Prep Time 15 minutes
Cook Time 20 minutes
Cooling Time 10 minutes
Total Time 45 minutes
Servings: 10 burritos
Course: Breakfast
Calories: 530

Ingredients
  

For the Burritos
  • 1 lb frozen tater tots about 3 cups
  • 1 lb ground turkey or pork breakfast sausage
  • 2 teaspoons olive oil
  • 1 bell pepper diced, any color (~1 cup)
  • ½ yellow onion finely diced (~½ cup)
  • 12 large eggs
  • 1 cup shredded cheddar cheese omit for dairy-free
  • 10 flour tortillas 10-inch burrito size (use gluten free, if needed)

Equipment

  • Oven
  • Medium skillet
  • Large skillet
  • Medium bowl
  • Spatula
  • Paper towels
  • Baking sheet
  • Parchment paper
  • Aluminum foil

Method
 

  1. Preheat your oven and bake tater tots according to package directions.
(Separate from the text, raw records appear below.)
PR #304, opened 2016-07-06
CDAP-6176, Excel Input Reader implementation

romy-khetan:


core-plugins/src/main/java/co/cask/hydrator/plugin/batch/source/ExcelInputFormat.java
```diff
@@ -0,0 +1,251 @@
...
+      Sheet sheet = null; // sheet can be used as common for XSSF and HSSF workbook
+      try {
+        Workbook workbook = WorkbookFactory.create(fileIn);
+
+        if (sheetIndx < 0 && sheetName != null && !sheetName.isEmpty()) {
+          sheet = workbook.getSheet(sheetName);
+        } else {
+          sheet = workbook.getSheetAt(sheetIndx);
+        }
+
```
nitinmotgi: remove line

core-plugins/docs/ExcelInputReader-batchsource.md
```diff
@@ -0,0 +1,128 @@
...
+
+**ifErrorRecord:** Specifies the action to be take in case of an error.
+
+**errorDatasetName:** Table name to keep the error record encountered while processing the excel file(s).
+
+
+Example
+-------
+
+This example reads data from a hdfs excel file "hdfs://10.222.73.37:9000/tmp/inventory.xlsx"  and parses it
```
nitinmotgi: What is this ip address for ? can we not just have `<namenode-hostname>:9000`

nitinmotgi: Also it seems like based on sentence that it can only read that file. So, I would recommend removing it completely.

core-plugins/src/main/java/co/cask/hydrator/plugin/batch/source/ExcelInputFormat.java
```diff
@@ -0,0 +1,251 @@
...
+
+  /**
+   * Reads excel spread sheet, where the keys are the offset in the excel file and the text is the complete record.
+   */
+  public static class ExcelRecordReader extends RecordReader<LongWritable, Text> {
+
+    public static final String END = "END";
+    public static final String MID = "MID";
+    public static final String CELL_SEPERATION = "\t";
```
nitinmotgi: Should we pick something that's not printable, but still on ASCII table ? The cell data might have a tab no ?

core-plugins/src/main/java/co/cask/hydrator/plugin/batch/source/ExcelInputFormat.java
```diff
@@ -0,0 +1,251 @@
...
+      Iterator<Cell> cellIterator = row.cellIterator();
+
+      sb.append(row.getRowNum()).append(CELL_SEPERATION);
+      sb.append(file).append(CELL_SEPERATION);
+      sb.append(row.getSheet().getSheetName()).append(CELL_SEPERATION);
+
+      int count = fileRowLimitMap.get(file.getName());
+      if (fileRowLimitMap.get(file.getName()) - 1 == 0 || !rows.hasNext()) {
+        sb.append(END).append(CELL_SEPERATION);
+
```
nitinmotgi: Remove line

core-plugins/src/main/java/co/cask/hydrator/plugin/batch/source/ExcelInputFormat.java
```diff
@@ -0,0 +1,251 @@
...
+          case Cell.CELL_TYPE_BOOLEAN:
+            sb.append(colName)
+              .append(COLUMN_SEPERATION).append(cell.getBooleanCellValue()).append(CELL_SEPERATION);
+            break;
+
+          case Cell.CELL_TYPE_NUMERIC:
+            sb.append(colName)
+              .append(COLUMN_SEPERATION).append(cell.getNumericCellValue()).append(CELL_SEPERATION);
+            break;
+
```
nitinmotgi: Remove line

core-plugins/widgets/ExcelInputReader-batchsource.json
```diff
@@ -17,7 +17,7 @@
         },
         {
           "widget-type": "textbox",
-          "label": "Memory Table",
+          "label": "File Tracking Table",
```
nitinmotgi, line 20: Track Files

core-plugins/src/main/java/co/cask/hydrator/plugin/batch/source/ExcelInputFormat.java
```diff
@@ -0,0 +1,251 @@
...
+      // Reads the excel file, selects the sheet to be read.
+
+      String sheetName = job.get(SHEET_NAME);
+      int sheetIndx = job.getInt(SHEET_NO, -1);
+
+      Sheet sheet = null; // sheet can be used as common for XSSF and HSSF workbook
+      try {
+        Workbook workbook = WorkbookFactory.create(fileIn);
+
+        if (sheetIndx < 0 && sheetName != null && !sheetName.isEmpty()) {
```
nitinmotgi: So if we are providing both sheet name and sheet index, then sheet name overrides sheet index. I could be wrong, but I thought we wanted to override it the other way.

core-plugins/src/main/java/co/cask/hydrator/plugin/batch/source/ExcelInputFormat.java
```diff
@@ -0,0 +1,251 @@
...
+    private Path file;
+
+    // Specifies the row index.
+    private long rowIdx;
+
+    // Specifies last row num.
+    private int lastRowNum;
+
+    // Keeps row limits for each excel file(s)
+    private Map<String, Integer> fileRowLimitMap = new HashMap<>();
```
nitinmotgi: Why do we need this ? Doesn't each mapper get only one file, we don't need to keep a map.

core-plugins/src/main/java/co/cask/hydrator/plugin/batch/source/ExcelInputFormat.java
```diff
@@ -0,0 +1,251 @@
...
+        if (rows.hasNext()) {
+          rowIdx = 1;
+        }
+        rows.next();
+      }
+    }
+
+    @Override
+    public boolean nextKeyValue() throws IOException, InterruptedException {
+      if (!rows.hasNext() || (fileRowLimitMap.get(file.getName()) == 0)) {
```
nitinmotgi: Isn't check for fileRowLimitMap redudant as rows.hasNext() wouldn't have anything

core-plugins/src/main/java/co/cask/hydrator/plugin/batch/source/ExcelInputReader.java
```diff
@@ -0,0 +1,457 @@
...
+  }
+
+  @Override
+  public void transform(KeyValue<LongWritable, Object> input, Emitter<StructuredRecord> emitter) throws Exception {
+
+    getOutputSchema();
+    StructuredRecord.Builder builder = StructuredRecord.builder(outputSchema);
+    String inputValue = input.getValue().toString();
+
+    String[] excelRecords = inputValue.split("\t");
```
nitinmotgi: You want to use constant to represent \t

core-plugins/src/main/java/co/cask/hydrator/plugin/batch/source/ExcelInputReader.java
```diff
@@ -0,0 +1,457 @@
...
+                                       " . Terminating processing", new Throwable());
+      }
+    }
+
+    filePrevRowNumMap.put(fileName, prevRowNum);
+
+    Map<String, String> excelColumnValueMap = new HashMap<>();
+
+    for (String columns : excelRecords) {
+      String[] columnValueArray = columns.split("\r");
```
nitinmotgi: Use constant to represent \r

core-plugins/src/main/java/co/cask/hydrator/plugin/batch/source/ExcelInputReader.java
```diff
@@ -0,0 +1,457 @@
...
+
+    String[] excelRecords = inputValue.split("\t");
+
+    String fileName = excelRecords[1];
+    String sheetName = excelRecords[2];
+    String ifEndRow = excelRecords[3];
+
+    int prevRowNum = Integer.parseInt(excelRecords[0]);
+
+    if (filePrevRowNumMap.containsKey(fileName)) {
```
nitinmotgi: Not sure why you need the map here as the mapper is only processing one file right ?

core-plugins/src/main/java/co/cask/hydrator/plugin/batch/source/ExcelInputReader.java
```diff
@@ -0,0 +1,457 @@
...
+      if (prevRowNum - filePrevRowNumMap.get(fileName) > 1 &&
+        excelInputreaderConfig.terminateIfEmptyRow.equalsIgnoreCase("true")) {
+        throw new ExecutionException("Encountered empty row while reading Excel file :" + fileName +
```
nitinmotgi: Will this terminate processing and fail the job or terminate processing and is successful. Looks like this will fail the job.

core-plugins/src/main/java/co/cask/hydrator/plugin/batch/source/ExcelInputReader.java
```diff
@@ -0,0 +1,457 @@
...
+      }
+    }
+
+    filePrevRowNumMap.put(fileName, prevRowNum);
+
+    Map<String, String> excelColumnValueMap = new HashMap<>();
+
+    for (String columns : excelRecords) {
+      String[] columnValueArray = columns.split("\r");
+      if (columnValueArray.length > 1) {
```
nitinmotgi: if there is only one column, this would be a problem right as you are comparing it be greater than 1.

core-plugins/src/main/java/co/cask/hydrator/plugin/batch/source/ExcelInputReader.java
```diff
@@ -0,0 +1,457 @@
...
+        throw new ExecutionException("Encountered empty row while reading Excel file :" + fileName +
+                                       " . Terminating processing", new Throwable());
+      }
+    }
+
+    filePrevRowNumMap.put(fileName, prevRowNum);
+
+    Map<String, String> excelColumnValueMap = new HashMap<>();
+
+    for (String columns : excelRecords) {
```
nitinmotgi: If excelRecords has more rows, then it would override excelColumnMap. Down below you use this to write to structured record and it seems wrong. This logic needs a re-write assuming that excelRecords can have more than 1 row in it.

core-plugins/src/main/java/co/cask/hydrator/plugin/batch/source/ExcelInputReader.java
```diff
@@ -0,0 +1,457 @@
...
+        if (columnMapping.containsKey(columnName)) {
+          excelColumnValueMap.put(columnMapping.get(columnName), columnValue);
+        } else {
+          excelColumnValueMap.put(columnName, columnValue);
+        }
+      }
+    }
+
+    try {
+      for (Schema.Field field : outputSchema.getFields()) {
```
nitinmotgi, line 189: Ok! this logic looks totally wrong to me. Here is why : You are iterating over excelRecords. I am assuming excelRecords has more than 1 record (row) and the excelColumnValueMap gets overwritten everytime when it iterates through the excelRecords. Now, you take that and write to StructureRecord down here. So, it will write only the last record value to the output. This section needs to be within excelRecords loop. If all this makes sense, please re-write this section.

core-plugins/src/main/java/co/cask/hydrator/plugin/batch/source/ExcelInputReader.java
```diff
@@ -0,0 +1,457 @@
...
+          builder.convertAndSet(fieldName, excelColumnValueMap.get(fieldName));
+        } else {
+          builder.set(fieldName, NULL);
+        }
+      }
+
+      builder.set(FILE, new Path(fileName).getName());
+      builder.set(SHEET, sheetName);
+
+      if (ifEndRow.equalsIgnoreCase(END)) {
```
nitinmotgi, line 203: If emitter fails then you should not record that the file has been processed right ?

core-plugins/src/main/java/co/cask/hydrator/plugin/batch/source/ExcelInputReader.java
```diff
@@ -0,0 +1,457 @@
...
+          errorRecordBuilder.set(FILE, fileName);
+          errorRecordBuilder.set(SHEET, sheetName);
+          errorRecordBuilder.set(RECORD, inputValue);
+          writeErrorRecordToDataset(errorRecordBuilder.build());
+          break;
+        default:
+          //ignore on error
+          break;
+      }
+
```
nitinmotgi: Remove line

core-plugins/src/main/java/co/cask/hydrator/plugin/batch/source/ExcelInputReader.java
```diff
@@ -0,0 +1,457 @@
...
+    }
+
```
nitinmotgi: Remove line

core-plugins/src/main/java/co/cask/hydrator/plugin/batch/source/ExcelInputReader.java
```diff
@@ -0,0 +1,457 @@
...
+  }
+
+  /**
+   * Writes proceesed file name to memory table.
+   * @param fileName
+   */
+  private void trackProcessedFiles(String fileName) {
```
nitinmotgi: Why do we need this two line function and it's used in only one place. Makes it more readable.

core-plugins/src/main/java/co/cask/hydrator/plugin/batch/source/ExcelInputReader.java
```diff
@@ -0,0 +1,457 @@
...
+    KeyValueTable processedFileMemoryTable = batchRuntimeContext.getDataset(excelInputreaderConfig.memoryTableName);
+    processedFileMemoryTable.write(fileName, String.valueOf(System.currentTimeMillis()));
+  }
+
+  /**
+   * Writes error record to error dataset.
+   * @param errorRecord in the form of {@link StructuredRecord}
+   * throws {@link IOException}
+   */
+  private void writeErrorRecordToDataset(StructuredRecord errorRecord) throws IOException {
```
nitinmotgi: It's same with this.

core-plugins/src/main/java/co/cask/hydrator/plugin/batch/source/ExcelInputReader.java
```diff
@@ -0,0 +1,457 @@
...
+  /**
+   * Returns list of all the processed file names which are kept in memory table.
+   * @param batchSourceContext
+   * @return processedFiles
+   */
+  private List<String> getAllProcessedFiles(BatchSourceContext batchSourceContext) {
+    KeyValueTable table = batchSourceContext.getDataset(excelInputreaderConfig.memoryTableName);
+    List<String> processedFiles = new ArrayList<>();
+    try (CloseableIterator<KeyValue<byte[], byte[]>> filesIterable = table.scan(null, null)) {
+      while (filesIterable.hasNext()) {
```
nitinmotgi: Will the key value table keep growing or is there a TTL set on this. After a while this table will become large and it would take a long time to return. We need to be able to set TTL and we should ask for this configuration from user right ?

core-plugins/src/main/java/co/cask/hydrator/plugin/batch/source/ExcelInputFormat.java
romy-khetan: Replaced input widget for accepting sheet name or sheet number. User can either specify sheet name or sheet index. By default, sheet number will be selected as input.

core-plugins/src/main/java/co/cask/hydrator/plugin/batch/source/ExcelInputFormat.java
romy-khetan: fileRowLimitMap check has been provided to check the user specified row limits on the excel sheet.

core-plugins/src/main/java/co/cask/hydrator/plugin/batch/source/ExcelInputReader.java
romy-khetan: This will fail the job as we are considering "termination in case of empty row" input as a negative case, so that user should be able to know that processing has not been done completely and it is terminated.

core-plugins/src/main/java/co/cask/hydrator/plugin/batch/source/ExcelInputReader.java
romy-khetan: This array contains a single column-value pair.

core-plugins/src/main/java/co/cask/hydrator/plugin/batch/source/ExcelInputReader.java
romy-khetan, line 189: excelRecords contains just one row. Renamed this variable for better readability.

core-plugins/src/main/java/co/cask/hydrator/plugin/batch/source/ExcelInputReader.java
romy-khetan: Added an input widget to take TTL from user.

core-plugins/src/main/java/co/cask/hydrator/plugin/batch/source/ExcelInputReader.java
romy-khetan, line 203: Yes. Moved the file tracking code after emitter.

romy-khetan:
Updated PR with code review comments

nitinmotgi:
LGTM 👍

You will need 40 tots (4 per burrito). If you use the full pound, you will have some leftover tots.
  2. Place a medium skillet over medium-high heat. Add the breakfast sausage, stirring to break it up and crumble. Cook until the meat is cooked through, about 7 minutes. Remove cooked sausage to a paper towel-lined plate and set aside.
  3. While the sausage cooks, place a separate large skillet over medium heat. When hot, add the olive oil, bell pepper, and onion. Sauté until the vegetables are tender, stirring often, about 6 minutes.
  4. While the vegetables and meat are cooking, place the eggs in a medium bowl and whisk well.
  5. Pour the eggs into the large skillet with the peppers and onions. Push the eggs around with a spatula as they cook. Cook until the eggs are set, about 3-5 minutes.
  6. Gently fold the cooked sausage into the cooked egg mixture. Remove from heat and allow to cool for about 10 minutes.
  7. To prepare the tortillas, wrap them in damp paper towels and microwave for 15-20 seconds to make them pliable.
  8. For burrito assembly, scoop about a 1-cup measure of the egg-sausage-veggie mixture into the center of each tortilla. Add 4 tater tots and about 1 to 2 tablespoons of cheese. Fold one edge of the tortilla up and over the filling, pulling it tightly toward the center. Fold in the sides of the tortilla and continue to roll. Place the wrapped burritos on a baking sheet while you assemble the rest.
  9. To prepare burritos for the freezer, wrap each burrito in a sheet of parchment paper, then wrap again in a square sheet of aluminum foil. Label burritos and place them in the freezer for up to 3 months.

Nutrition

Calories: 530kcalCarbohydrates: 44gProtein: 21gFat: 30gSaturated Fat: 10gCholesterol: 244mgSodium: 987mgFiber: 4gSugar: 3g

Notes

For gluten-free, use Siete grain-free tortillas. Heat each tortilla in a skillet to make it pliable, then fill and roll one at a time. This works well as a 2-person job.
For dairy-free, omit the cheese or use dairy-free shreds.